ReadPaper Blog
VideoMLA: Low-Rank Latent KV Cache for Minute-Scale Autoregressive Video Diffusion
VideoMLA studies how to make long-rollout causal video diffusion more memory- and latency-efficient by redesigning the KV cache rather than only adjusting the sliding-window policy. The paper replaces dense per-head cached keys and values with a shared low-rank latent representation and a shared decoupled 3D-RoPE positional key, cutting per-token KV memory by 92.7% at cached layers and targeting minute-scale autoregressive video generation.
Source: VideoMLA: Low-Rank Latent KV Cache for Minute-Scale Autoregressive Video Diffusion

The cache is eating the room!
VideoMLA addresses a core systems bottleneck in minute-scale autoregressive video diffusion: long-rollout causal generation depends on a streaming KV cache whose dense per-head layout consumes substantial memory and contributes directly to latency. The paper argues that fixed-size sliding-window caches help models continue generation over long horizons, but they do not remove the per-token cost of storing separate keys and values for each attention head. This matters especially for video diffusion, where cached tokens accumulate across spatiotemporal content and each cached layer must preserve enough attention state for coherent continuation. The paper’s motivation is therefore not simply longer context, but a more compact cached representation that keeps causal video generation practical under real memory constraints. By focusing on the KV layout itself, VideoMLA reframes cache design as an architectural compression problem rather than only a token-retention problem.

Not just window tricks
The paper positions VideoMLA against recent long-rollout causal video diffusion work that largely preserves the standard sliding-window cache abstraction. Prior approaches described in the paper’s framing alter which tokens remain in the window, how temporal or spatial positions are encoded, or how cached memory is managed, but they generally leave the dense per-head key-value representation intact. VideoMLA identifies that unchanged layout as a direct bottleneck because every retained token still carries head-specific key and value tensors through cached attention layers. This related-work gap motivates the first study, according to the abstract, of Multi-Head Latent Attention in video diffusion rather than in language-only settings. The implication is that scaling long video generation may require changing what is stored per token, not only deciding which tokens to store.

VideoMLA changes the furniture
The central method in VideoMLA is a low-rank latent KV cache adapted to autoregressive video diffusion. Instead of caching per-head keys and values, the method stores a shared low-rank content latent together with a shared decoupled 3D-RoPE positional key. The 3D-RoPE component is important because video attention must preserve positional structure across spatial and temporal axes, while the latent content representation reduces redundant head-specific storage. The abstract reports that this replacement reduces per-token KV memory by 92.7% at every cached layer, making the method directly relevant to streaming generation where cache size compounds over time. In methodological terms, VideoMLA imports the Multi-Head Latent Attention idea into the video diffusion setting and modifies the cache representation to respect both content and spatiotemporal position.

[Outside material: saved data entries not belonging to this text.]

PR #3059, opened 2025-08-19
Add RaiseBudgetRecommendationBanner component

asvinb:

Closes https://linear.app/a8c/issue/GOOWOO-242/create-raise-budget-recommendation-notice-component .

### Screenshots:
image

1. Navigate to the plugin dashboard with a connected Ads account.
2. Mock the `/wp-json/wc/gla/ads/recommendations?types%5B0%5D=CAMPAIGN_BUDGET&types%5B1%5D=MARGINAL_ROI_CAMPAIGN_BUDGET` endpoint with the following [data](https://gist.github.com/asvinb/656273e498218db4fca74bd26dc3a9f1).
3. Ensure the campaign ID in the mocked data matches your existing campaigns.
4. The banner will be rendered.
5. If there are no campaigns, no recommendations and no connected Google Ads account, the banner should not be displayed or trigger any error.
6. The percentage displayed is the % increase in conversions from the recommended budget compared to the budget metrics. Same applies for the conversion value.

### Changelog entry

>


js/src/components/raise-budget-recommendation-banner/banner.js
```diff
@@ -0,0 +1,208 @@
...
+ * @fires gla_raise_budget_recommendation_dismiss_clicked when the banner is dismissed.
+ *
+ * @param {Object} props Component properties.
+ * @param {Function} props.onBannerDismissed Callback function to call when the banner is dismissed.
+ * @return {JSX.Element|null} The banner component, or null if not applicable.
+ */
+const Banner = ( { onBannerDismissed } ) => {
+	const { campaigns: recommendedCampaigns } = useRaiseBudgetRecommendations();
+	const { data: allCampaigns } = useAdsCampaigns();
+	const recommendedCampaign = recommendedCampaigns?.[ 0 ] || {};
```
asvinb: @jjgrainger We are taking the first campaign from the list of recommended campaigns. Can you confirm this is ok and that the endpoint are returning campaigns ordered by their highest budget?

jjgrainger: @asvinb reviewing the PRD I can't see any reference to which campaign should be shown in the banner if there a multiple? The endpoint doesn't order the recommendations based on the highest budget, it returns them in the order retrieved from the Google Ads API.

Can we confirm which campaign should be shown when there are multiple? It might be like the PMAX recommendations where we surface a banner for the highest spend campaign?

jjgrainger (approved):

js/src/components/raise-budget-recommendation-banner/banner.js
asvinb: Thanks @jjgrainger . I updated the PR by finding the highest paid campaign from the list of recommended ones.

ankitguptaindia:
**Next step** Moving back to feedback. ⚠️ 

@asvinb Thanks for the implementation of this banner. I observed two cases here, are as follows:

1. In design, banner is below the main navigation setting tabs, but in developed, it is above the setting tabs.

|Developed | Design |
|--------|--------|
| image | image |


2. Project Weekly Estimate is appearing in both positive and negative ranges. Is this due to mock data we are using? 

image

asvinb:
@ankitguptaindia I've reached out to Michael for the first bullet point. As for the second issue, I pushed a tweak to cater for negative values as well. I originally catered for positive values only since technically it should always be positive based on the recommendations :) Can you kindly check again please?

asvinb:
@ankitguptaindia I've changed the placement of the banner to be just below the tabbed navigation as agreed with Michael.

ankitguptaindia:
QA Status: Verfied ✅ 
--

Tested banner display with mock data in the browser console. All feedback has been addressed and banner is appearing as per design.

image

But wait—wasn’t the model not low-rank?
A key technical issue for the paper is whether low-rank cached latents are justified when pretrained video attention may not naturally behave as a low-rank object. VideoMLA treats this as an empirical and architectural question rather than assuming that dense pretrained attention weights can simply be spectrally compressed without consequence. The paper’s framing distinguishes direct low-rank approximation from a redesigned attention cache in which the bottlenecked latent becomes part of the model’s operative representation. This distinction matters because the success of a low-rank cache depends on whether training and inference can use the imposed latent structure, not merely on whether an existing dense matrix has a small effective rank. The broader implication is that cache compression for video diffusion should be evaluated as a learned attention-layout change, not only as post-hoc matrix compression.

The bottleneck decides the rank
The paper’s experiments and results sections are organized to test whether the VideoMLA cache can preserve video-generation quality while reducing memory and improving streaming efficiency. Its stated contribution is not only a smaller cache, but a practical path toward minute-scale autoregressive video diffusion with lower per-token KV storage at cached layers. By targeting the dominant cached-attention layout, VideoMLA suggests that long-horizon video generation can benefit from architectural changes that are orthogonal to sliding-window scheduling and positional-policy tweaks. The reported 92.7% memory reduction is the central quantitative claim available from the abstract and supports the paper’s argument that latent KV caching can materially alter the deployment cost of causal video diffusion. The conclusion implied by the work is that future long-video diffusion systems should consider the representation stored in memory as a first-class design choice alongside model scale, window length, and positional encoding.